* [AIM OF THE TASK]: Collect from the data below each line with "Creates".

* [GIVEN INFORMATION]:
PR #1014, opened 2020-03-04
Use .entrySet() instead of keySet()

asashour:
This way, it is faster, since map is searched for an entry only not, and not twice (one for key and another for value).

This PR is initially for discussing the change, then it would be followed by other commits/PRs to cover the whole code.

P.S.: I wonder if making `edu.stanford.nlp.stats.Counter` a `Map` would add a value.

### DIFF
--- a/itest/src/edu/stanford/nlp/dcoref/DcorefExactOutputITest.java
+++ b/itest/src/edu/stanford/nlp/dcoref/DcorefExactOutputITest.java
@@ -4,10 +4,11 @@ import java.io.BufferedWriter;
 import java.io.FileWriter;
 import java.io.IOException;
 import java.util.ArrayList;
-import java.util.Collections;
 import java.util.List;
 import java.util.Map;
+import java.util.Map.Entry;
 import java.util.Properties;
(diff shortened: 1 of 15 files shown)


itest/src/edu/stanford/nlp/dcoref/DcorefExactOutputITest.java
```diff
@@ -4,10 +4,11 @@
 import java.io.FileWriter;
 import java.io.IOException;
 import java.util.ArrayList;
-import java.util.Collections;
 import java.util.List;
 import java.util.Map;
+import java.util.Map.Entry;
```
AngledLuffa: Please keep functional changes (the Map.Entry change, for example) separate from syntactic sugar changes, which as I've mentioned elsewhere, we really don't want to spend effort on

AngledLuffa:
Using the entry set sounds useful - although obviously set lookups are not the expensive part of the algorithms in use here - but having several pieces of change mixed together like this makes it really unpleasant to have to sort through.  Please feel free to resubmit with just the functional changes.

PR #2, opened 2024-08-27
Progress on image tile decoding

kylebarron:
Download the test file to the root of the repo:

```
aws s3 cp s3://naip-visualization/ny/2022/60cm/rgb/40073/m_4007307_sw_18_060_20220803.tif ./ --request-payer
```

Then run the tests (`cargo test`)

Then run this Python code:

```py
import numpy as np
from rasterio.plot import show, reshape_as_raster

with open("img.buf", "rb") as f:
    buffer = f.read()

arr = np.frombuffer(buffer, np.uint8)
# We first need to reshape into "image" axes, then we need to reshape as "raster" axes.
arr = arr.reshape(512, 512, 3)
arr = reshape_as_raster(arr)
show(arr, adjust=True)
```
image


src/decoder.rs
```diff
@@ -0,0 +1,133 @@
...
+            let mut reader = reader;
+            reader.read_exact(&mut [0; 2])?;
+
+            Box::new(Cursor::new(&jpeg_tables[..jpeg_tables.len() - 2]).chain(reader))
+                as Box<dyn Read>
+        }
+        None => Box::new(reader),
+    };
+
+    let mut decoder = jpeg::Decoder::new(jpeg_reader);
```
geospatial-jeff, line 58: this is so much better than python 😅

src/ifd.rs
```diff
@@ -504,12 +533,24 @@ impl ImageFileDirectory {
         }
     }
 
-    pub async fn get_tile(&self, x: usize, y: usize) {
+    pub async fn get_tile(
```
geospatial-jeff, line 536: Small NIT but I'd recommend breaking this up into two separate methods, something like `get_tile` and `get_and_decode_tile`.  The first would parse the header and send a range request for the desired offset, the second is a wrapper around the first and `decode_tile`.

This does a better job decoupling IO/CPU bound code by allowing the caller to easily perform the range request without also decompressing the data.

kylebarron: Yes, that makes a lot of sense. In general, optimizing IO/CPU handling is something I want to leave for future PRs after we have the general prototype working and some tests passing.

PR #5, opened 2025-02-20
Define async reader interface

kylebarron:
Closes https://github.com/developmentseed/aiocogeo-rs/issues/4

### DIFF
--- a/src/async_reader.rs
+++ b/src/async_reader.rs
@@ -1,0 +1,113 @@
+use bytes::Bytes;
+use futures::future::{BoxFuture, FutureExt, TryFutureExt};
+use object_store::ObjectStore;
+use std::io::SeekFrom;
+use std::ops::Range;
+use std::sync::Arc;
+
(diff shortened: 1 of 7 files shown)


src/async_reader.rs
```diff
@@ -0,0 +1,113 @@
...
+}
+
+#[derive(Clone, Debug)]
+pub struct ObjectReader {
+    store: Arc<dyn ObjectStore>,
+    path: object_store::path::Path,
+}
+
+impl ObjectReader {
+    /// Creates a new [`ParquetObjectReader`] for the provided [`ObjectStore`] and [`ObjectMeta`]
```
vincentsarago, line 85: parquet?

kylebarron: Good catch (this was ported from the parquet crate)

kylebarron:
```suggestion
    /// Creates a new [`ObjectReader`] for the provided [`ObjectStore`] and path
```

PR #18, opened 2025-02-25
Prefetch reader

kylebarron:
Allows for fetching first X kb of a file, and then delegating further requests to this cached buffer.

This caused the Python file open to reduce from 2.5 minutes to 0.7sec

cc @geospatial-jeff. Because this is implemented as a middleware, we could implement whatever sort of cache we want here, like a block cache.

### DIFF
--- a/src/async_reader.rs
+++ b/src/async_reader.rs
@@ -114,6 +114,44 @@ impl AsyncFileReader for ObjectReader {
     }
 }
 
+pub struct PrefetchReader {
+    reader: Box<dyn AsyncFileReader>,
+    buffer: Bytes,
+}
+
+impl PrefetchReader {
+    pub async fn new(mut reader: Box<dyn AsyncFileReader>, prefetch: u64) -> Result<Self> {
+        let buffer = reader.get_bytes(0..prefetch).await?;
+        Ok(Self { reader, buffer })
+    }
+}
+
+impl AsyncFileReader for PrefetchReader {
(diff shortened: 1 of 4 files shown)


src/async_reader.rs
```diff
@@ -114,6 +114,44 @@ impl AsyncFileReader for ObjectReader {
...
 }
 
+pub struct PrefetchReader {
+    reader: Box<dyn AsyncFileReader>,
+    buffer: Bytes,
+}
+
+impl PrefetchReader {
+    pub async fn new(mut reader: Box<dyn AsyncFileReader>, prefetch: u64) -> Result<Self> {
+        let buffer = reader.get_bytes(0..prefetch).await?;
```
kylebarron, line 124: We pre-fetch this prefix of the file when "opening" this reader layer

src/async_reader.rs
```diff
@@ -114,6 +114,44 @@ impl AsyncFileReader for ObjectReader {
...
+    }
+}
+
+impl AsyncFileReader for PrefetchReader {
+    fn get_bytes(&mut self, range: Range<u64>) -> BoxFuture<'_, Result<Bytes>> {
+        if range.start < self.buffer.len() as _ {
+            if range.end < self.buffer.len() as _ {
+                let usize_range = range.start as usize..range.end as usize;
+                let result = self.buffer.slice(usize_range);
+                async { Ok(result) }.boxed()
```
kylebarron, line 135: Then if the start and end of the requested range are fully within the existing cached buffer, we return that slice.

PR #52, opened 2025-03-14
Remove print and debug statements

maxrjones:


kylebarron:
Thanks; 

Looks like they slipped in in https://github.com/developmentseed/async-tiff/pull/30.

I think there's some clippy lint to assert that there are no `dbg` statements; but not sure how to turn that on

PR #61, opened 2025-03-17
Fix wheels; fetch submodule

kylebarron:
Trying to fix the error of 
```
💥 maturin failed
  Caused by: Failed to add the files to the wheel
  Caused by: Failed to add the python module to the package
  Caused by: No such file or directory (os error 2)
```
it's a confusing error but then I got a hunch that it's probably because the submodule isn't fetched, so the symlink can't be followed.


kylebarron:
Testing here: https://github.com/developmentseed/async-tiff/actions/runs/13906148851

PR #71, opened 2025-03-20
Feature gate `object_store` and `reqwest`

feefladder:
As discussed in #6, only feature gate and not pulling coalesce_ranges in-tree


src/error.rs
```diff
@@ -32,6 +33,7 @@ pub enum AsyncTiffError {
     InternalTIFFError(#[from] crate::tiff::TiffError),
 
     /// Reqwest error
+    #[cfg(feature = "reqwest")] // see https://www.reddit.com/r/rust/comments/xyik51/comment/irhei39/
```
kylebarron, line 36:
```suggestion
    #[cfg(feature = "reqwest")]
```

Cargo.toml
```diff
@@ -15,14 +15,19 @@ flate2 = "1.0.20"
...
 weezl = "0.1.0"
 
 [dev-dependencies]
 tiff = "0.9.1"
 tokio = { version = "1.9", features = ["macros", "fs", "rt-multi-thread"] }
+
+[features]
+default = ["object_store"]
+reqwest = ["dep:reqwest"]
+object_store = ["dep:object_store", "reqwest"]
```
kylebarron, line 33:
```suggestion
default = ["object_store", "reqwest"]
reqwest = ["dep:reqwest"]
object_store = ["dep:object_store"]
```
In the future `object_store` may not depend on `reqwest`

kylebarron (commented):
Can you add to CI variants that test that `async-tiff` compiles with each combination of features? 

You can see how parquet-wasm uses cargo-all-features
 https://github.com/kylebarron/parquet-wasm/blob/e85322b592ab224938861895a06f4f3947a77802/Cargo.toml#L117

https://github.com/kylebarron/parquet-wasm/blob/e85322b592ab224938861895a06f4f3947a77802/.github/workflows/test.yml#L38-L41

feefladder:
just wanted to not: removing `object_store` from default deps makes tests fail, which is fine

feefladder:
it was not fine and is fixed now

src/reader.rs
```diff
@@ -67,6 +70,21 @@ impl AsyncFileReader for Box<dyn AsyncFileReader + '_> {
...
+            file.seek(std::io::SeekFrom::Start(range.start))?;
+            let len = (range.end - range.start) as usize;
+            let mut buf = vec![0u8; len];
+            file.read_exact(&mut buf)?;
+            let res = Bytes::copy_from_slice(&buf);
+            Ok(res)
+        }
+        .boxed()
+    }
+}
```
kylebarron, line 86: We should not add this because this will perform blocking reads on the main thread. 

Instead we should probably restore the tokio integration 
https://github.com/developmentseed/async-tiff/blob/6a7a2dc038f7b84e8ada5ef16e2cb8c1e5504334/src/reader.rs#L70-L91 which will allow reading from a [tokio async file](https://docs.rs/tokio/latest/tokio/fs/struct.File.html), which I think performs file IO from a thread pool

Cargo.toml
```diff
@@ -31,3 +31,11 @@ tokio = { version = "1.9", features = ["macros", "fs", "rt-multi-thread"] }
 default = ["object_store", "reqwest"]
 reqwest = ["dep:reqwest"]
 object_store = ["dep:object_store"]
+
+[package.metadata.cargo-all-features]
```
kylebarron, line 35: You can't only add the metadata, you need to actually add it as a step to CI

src/reader.rs
feefladder: The problem I had was that the feature testing also wants to test with all features disabled, and I didn't exactly know how to deal with that... added a fallback in util.rs

feefladder: Also tokio's asyncread require `&mut self`, so I changed the impl to `tokio::fs::File`, where we can `try_clone()` on `&self`

feefladder:
@kylebarron should be done!

Cargo.toml
```diff
@@ -15,14 +15,27 @@ flate2 = "1.0.20"
...
 num_enum = "0.7.3"
-object_store = "0.12"
+object_store = { version = "0.12", optional = true }
 # In the future we could make this feature-flagged, but for now we depend on
 # object_store which uses reqwest.
-reqwest = { version = "0.12", default-features = false }
+reqwest = { version = "0.12", default-features = false, optional = true }
 thiserror = "1"
-tokio = { version = "1.43.0", optional = true }
+tokio = { version = "1.43.0", optional = true, features = ["fs", "io-util"] }
```
kylebarron, line 23: Do we use these features? I think these should be enabled only on the dev-dependency `tokio`

tests/image_tiff/util.rs
```diff
@@ -1,15 +1,78 @@
...
+pub(crate) async fn open_tiff(filename: &str) -> TIFF {
+    // let store = Arc::new(LocalFileSystem::new_with_prefix(current_dir().unwrap()).unwrap());
+    let path = format!("{TEST_IMAGE_DIR}/{filename}");
+    let reader = Arc::new(
+        tokio::fs::File::open(path)
+            .await
+            .expect("could not open file"),
+    );
+    TIFF::try_open(reader).await.unwrap()
+}
```
kylebarron, line 43: We shouldn't add this test, because all this is doing is testing that the same file can be read with tokio. But as long as the traits compile we can use only `object_store` at runtime.

We should always use `object_store` for testing, and so `object_store` should always be included in `dev-dependencies`.

PR #72, opened 2025-03-21
Wasm futures

feefladder:
depends on #71 
Make the futures of the trait wasm-compatible

This uses `async_trait` crate, but the function signatures remain largely untouched...
change is from
```rust
fn get_bytes(&self, range: Range<u64>) -> BoxFuture<'_, AsyncTiffResult<Bytes>>
// which afaik equals
fn get_bytes<'a>(&'a self, range: Range<u64>) -> BoxFuture<'a, AsyncTiffResult<Bytes>>
```
to
```
fn get_bytes<'life0, 'async_trait>(&'life0 self, range: Range<u64>) -> BoxFuture<'async_trait, AsyncTiffResult<Bytes>>
where:
  'life0: 'async_trait,
  Self: 'async_trait
```
So I think it's not that big of a change


kylebarron:
Can you explain how the `BoxFuture` is not already wasm-compatible? The [`ObjectStore` trait](https://docs.rs/object_store/latest/object_store/trait.ObjectStore.html) uses `BoxFuture`, and it is wasm32 compatible.

feefladder:
So there's wasm and wasm... In browser, where everything becomes a Javascript object, [futures are ?Send](https://users.rust-lang.org/t/is-it-possible-to-take-a-jsfuture-as-send/97774/2)

kylebarron:
This `AsyncFileReader` trait is identical to the `parquet` crate's [`AsyncFileReader`](https://docs.rs/parquet/latest/parquet/arrow/async_reader/trait.AsyncFileReader.html), which I am using in production in wasm32-unknown-unknown in the browser: https://github.com/kylebarron/parquet-wasm

feefladder:
interesting...

feefladder:
Ok, [you're right](https://github.com/kylebarron/parquet-wasm/pull/96#issuecomment-1107925910), I'm wrong...
seems wasm compatibility could be achieved with another middleware:
```
pub struct WasmReader {
  inner: Arc<dyn NotSendAsyncFileReader>
}

impl AsyncFileReader for WasmReader {
  async fn get_bytes(&self, range: Range<u64>) -> BoxFuture<'_, AsyncTiffResult<Bytes>> {
    let (rx, tx) = oneshot::new()
    let inner = self.inner.clone()
    async move {
      tx.send(inner.get_bytes(range).await) // this task is not Send, but that's ok since we don't use any references
    }
    rx.await // channel receive is Send!!!
  }
}
```

There's quite some weeds also, where wasm-bindgen plays a lot of magic tricks, but in the end it was indeed parquet-wasm that had the solution :D

anyways.... ~~Would it maybe be nice to use the [1.75 announced trait_variant](https://blog.rust-lang.org/2023/12/21/async-fn-rpit-in-traits.html#async-fn-in-public-traits)? That way it's easy~~ here is dynamic dispatch...

kylebarron:
It's not really a middleware because it's not wrapping anything. You just need this implementation: https://github.com/kylebarron/parquet-wasm/blob/e85322b592ab224938861895a06f4f3947a77802/src/reader_async.rs#L230-L291

kylebarron:
I think we established that we don't need the changes in this PR for wasm support, so I'll close this

feefladder:
> It's not really a middleware because it's not wrapping anything. You just need this implementation: https://github.com/kylebarron/parquet-wasm/blob/e85322b592ab224938861895a06f4f3947a77802/src/reader_async.rs#L230-L291

The part that makes it wasm-compatible (turns a non-`Send` js future into a `Send`able Rust future is in the [`make_range_request_with_client` implementation](https://github.com/kylebarron/parquet-wasm/blob/e85322b592ab224938861895a06f4f3947a77802/src/reader_async.rs#L436-L447) (l436-L447), and it does the channel-trick. In my thoughts this _could_ be wrapping a default `make_request` or something, but it is indeed up to the user to implement.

* [SOLVED EXERCISE]:
+    /// Creates a new [`ParquetObjectReader`] for the provided [`ObjectStore`] and [`ObjectMeta`]
    /// Creates a new [`ObjectReader`] for the provided [`ObjectStore`] and path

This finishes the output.